ABOUT THIS TASK. What lines below include the string "dialogs"? Pick them out and copy them.
*** RECORDS PROVIDED ***
PR #828, opened 2023-06-07
Handle measurement units recently added to the engine: 'area' and 'number'

ptormene:
Companion of https://github.com/gem/oq-engine/pull/8838, contributes to https://github.com/gem/oq-engine/issues/8774

Should this change also be backported to the "stable" version of the plugin? I suppose we shouldn't, because 'area' and 'number' were introduced in https://github.com/gem/oq-engine/pull/8732, that is associated to the milestone `Engine 3.17.0`

For now, in case of displaying absolute values, we might have the case showing in the ylabel "Area loss (area)" that doesn't look optimal. However, if we find a way to provide engine-side the actual measurement unit, this code will remain valid and it will display something like "Area loss (sqm)" or "Area loss (sqft)".

The change in the unit test for loss aggregation is not actually needed. I did it just to have more consistency in the names we are using.


nicolepaul (approved):

svir/test/unit/test_loss_aggreagation.py
```diff
@@ -46,7 +46,7 @@ def setUp(self):
         curr_dir_name = os.path.dirname(__file__)
         self.data_dir_name = os.path.join(
             curr_dir_name, os.pardir, 'data', 'aggregation', 'dummy')
-        self.loss_attr_names = ['FATALITIES', 'STRUCTURAL']
+        self.loss_attr_names = ['PEOPLE', 'STRUCTURAL']
```
micheles, line 49: I see a confusion between loss type and unit of measure but not an easy solution (i.e. instead of PEOPLE we should have FATALITIES, INJURED or HOMELESS but then you would need to transmit the information from the engine to know what to use, while PEOPLE is good for everything).

ptormene: Anyway, this unit test is just checking that the plugin correctly aggregates "geographically" the values of a layer of points containing values of any kind, with respect to another layer containing polygons. I made that unneeded change only for the sake of naming consistency, but I could be aggregating anything.

PR #837, opened 2023-09-19
Adding OEP and AEP for event-based risk and damage calculations

ptormene:
Companion of https://github.com/gem/oq-engine/pull/9016
Addressing https://github.com/gem/oq-engine/issues/8971

Before the addition of the AEP and OEP curves, the plugin displayed multiple curves, one per each realization or statistic selected with a multi-select widget.
Now that also AEP and OEP curves are available, I've added a selector allowing to pick either `loss`, `loss_aep` or `loss_oep` and to display the corresponding curve for each of the realizations or statistics selected. The label for this selector is `Exceedance Probability`, but perhaps another better name could be given instead.

We may want to display AEP and OEP curves together instead of realizations/statistics. Or we may even want to display everything together (all realizations/statistics and all ep/aep/oep) in a plot that would become a bit noisy. In that case, labels and styles should be properly set for each curve.

My proposal is to merge into master the implemented approach, that fixes the integration tests and that is already enough to visualize all curves, even if perhaps in a sub-optimal way. We can further refine things in a later pull request.

### DIFF
--- a/svir/dialogs/viewer_dock.py
+++ b/svir/dialogs/viewer_dock.py
@@ -268,6 +268,18 @@ class ViewerDock(QDockWidget, FORM_CLASS):
         self.add_widget_to_type_dep_layout(
             self.imt_cbx, 'imt_cbx', self.typeDepHLayout1)
 
+    def create_ep_selector(self):
+        self.ep_lbl = QLabel('Exceedance Probability')
+        self.ep_lbl.setSizePolicy(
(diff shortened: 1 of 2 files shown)


micheles (approved):

ptormene:
I am merging this, so it will fix integration tests and it will make available the new functionalities, even if they require further improvements to be done in a separate PR.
*** End of RECORDS PROVIDED ***
TASK RESPONSE.
--- a/svir/dialogs/viewer_dock.py
+++ b/svir/dialogs/viewer_dock.py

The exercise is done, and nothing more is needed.